- Скажите, батюшка, как следует отноститься к театру?
- Расскажу о себе. Я очень любил петь с детства, любил оперу. Голос у меня был, альт, но мутация проходила как-то непонятно. Обычно альт переходит в тенор, а у меня получился бас. И хотя я оперные вещи пытался исполнять, но звучал мой голос по-церковному, как у дьякона.

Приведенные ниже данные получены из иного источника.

Issue #412, opened 2018-04-03
Move udev rules to tpm2-tss


martinezjavier:
The udev rules to change the owner and permissions bits for TPM character devices should be in the tpm2-tss project and not in tpm2-abrmd, since users may want to use the device TCTI directly without even installing the tpm2-abrmd.

PR #426, opened 2018-04-13
build: don't install a TPM udev rule

martinezjavier:
This should be done in the tpm2-tss instead, since conceptually the lower
layers of the stack are the ones that access the TPM character devices.

Also, users may want to access the TPM directly without using a resource
manager in user-space.

Fixes: #412

### DIFF
--- a/INSTALL.md
+++ b/INSTALL.md
@@ -145,30 +145,6 @@ started by systemd on boot. If you wish for the daemon to be disabled by
 default some reason you may use this option to the `configure` script to do
 so.
 
-### udev Rules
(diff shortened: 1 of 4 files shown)


AndreasFuchsSIT:
As mentioned in https://github.com/tpm2-software/tpm2-tss/pull/963 the tpm2-tss does not care about users and groups. Only the abrmd actually knows anything about users and groups.

IMHO belongs to here.

martinezjavier:
@AndreasFuchsSIT yes, I answered too. Let's have this discussion there since this change depends on https://github.com/tpm2-software/tpm2-tss/pull/963.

Видимо, манера была такая, поскольку я с детства пел в церкви. Дело в том, что я слышал дьяконов старых, еще дореволюционной школы.А на театр мне в свое время глаза открыл спектакль <Принц и нищий>. Я приехал к своим родственникам на каникулы в Москву, и меня повели в театр. Я был серый человек, никуда не ходил, кроме церкви, ничего не знал, мнение о театре у меня было умозрительное, но я уже с детства знал, что это греховно, идет от скоморохов. И вот сижу я чуть ли не в третьем ряду, в партере. Тут нищий как захохочет: <Ха, ха, ха!> А зрение у меня хорошее было, и я увидел у него полный рот золотых зубов. У меня шок, сразу все померкло, я понял, что все неправда - и тряпье нищего, и одежды принца! И с тех пор, кроме <Идеального мужа>, на который мы с супругой ходили, когда она еще невестой была, я больше в театре не бывал. На золотых зубах <нищего> кончился весь мой театр. Опера для меня осталась как музыка, как пение, а все остальное... На оперу я очень много ходил.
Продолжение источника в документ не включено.